The builder was annoyed, and explained that the excavator wanted the cheque today because he’d go off to MoneyMart and cash it immediately. How awful. It’s unfortunate, but if that’s the way he wants to do it, then that’s his business. Anyway, it was Saturday and the builder was out with his family, but he stopped in and gave a cheque to the excavator. I was happy the excavator got paid, sad that he’d give MoneyMart part of his hard-earned cash, mad that I’d been used by the excavator to force the builder’s hand for payment, and annoyed with the builder because he made it seem like such a big deal that he had to stop in on a Saturday for five minutes when I had been dealing with the ding dong excavator all day. Distasteful all around .

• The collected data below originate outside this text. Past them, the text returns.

PR #122, opened 2019-04-13
Update message.py

rasongame:
I added a type that returns when get_args(), and now you can write something like "Text placed after command"

### DIFF
--- a/aiogram/types/message.py
+++ b/aiogram/types/message.py
@@ -179,7 +179,7 @@ class Message(base.TelegramObject):
         """
         Get arguments
 
-        :return:
+        :return: str
         """
         command = self.get_full_command()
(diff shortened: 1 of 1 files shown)


aiogram/types/message.py
```diff
@@ -179,7 +179,7 @@ def get_args(self):
         """
```
JrooTJunior: add `-> str` to 178 line

aiogram/types/message.py
```diff
@@ -179,7 +179,7 @@ def get_args(self):
...
         Get arguments
 
-        :return:
+        :return: str
```
JrooTJunior: And then here you can write something like "Text placed after command"

PR #153, opened 2019-07-08
Mongo storage

Olegt0rr:
# Description
Added Mongo storage support based on [aiomongo](https://github.com/ZeoAlliance/aiomongo)

### DIFF
--- a/aiogram/contrib/fsm_storage/mongo.py
+++ b/aiogram/contrib/fsm_storage/mongo.py
@@ -1,0 +1,201 @@
+"""
+This module has mongo storage for finite-state machine
+    based on `aiomongo <https://github.com/ZeoAlliance/aiomongo`_ driver
+"""
+
+from typing import Union, Dict, Optional, List, Tuple, AnyStr
+
+import aiomongo
+from aiomongo import AioMongoClient, Database
+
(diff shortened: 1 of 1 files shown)


Birdi7:
Last commit is 2 year ago at [aiomongo](https://github.com/ZeoAlliance/aiomongo). Is this fine?

JrooTJunior:
Is [Motor](https://motor.readthedocs.io/en/stable/) has the same interface? Maybe this storage can be maked more universally for usage with different drivers. Or maybe can be splitted into different storages like `MotorsMongoStorage` and `AioMongoStorage`.

Because Motor looks more reliable

Olegt0rr:
> Last commit is 2 year ago at [aiomongo](https://github.com/ZeoAlliance/aiomongo). Is this fine?

Not aiomongo works fine and it's enought for me.
I'm not sure about motor speed. 2 years ago aiomongo was more faster than motor (look at the benchmarks).

If you can make fresh comparison of motor and aiomongo - please, do it.

JrooTJunior:
I'll merge this PR but after that i rename module from mongo to aiomongo and after that add the motor version of this storage because Motor is official library and is more popular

Then the excavator had vehicle trouble that ate up the rest of the morning and a good part of the afternoon, and ding dong on the doorbell to advise of that. Later in the afternoon he returned with a ding dong on the doorbell, to say excavation would resume with just himself digging, loading the dirt into a truck, and then driving the truck to unload the dirt. Very slow process.

Then, I went out and when I got back at about 5pm I saw the excavator’s half ton being towed away, the Bobcat parked in my driveway, and nobody returned for the rest of the day.

Sunday morning at 7am, ding dong on the doorbell, would I move my car from out front. The excavator had arrived by himself again to finish the job. He’d be done by noon he said. He was earnest. At 7pm, after a brief but heavy rainshower that turned the clay in the excavated hole into a slippery mess, ding dong on the doorbell, he wouldn’t be done today. But since he had slipped on the messy clay when he went in to check on how slippery it was and got himself covered in mud, could he use my garden hose to wash up.

And there I was, handing paper towel to the excavator at the end of another long day of comedy with the promise that it will all resume again tomorrow morning at 7am with a ding dong at the doorbell.

5 feet down and the wall looks ok. Whew!
Bobcat parked for the day. My son in the background playing barefoot in the wet clay.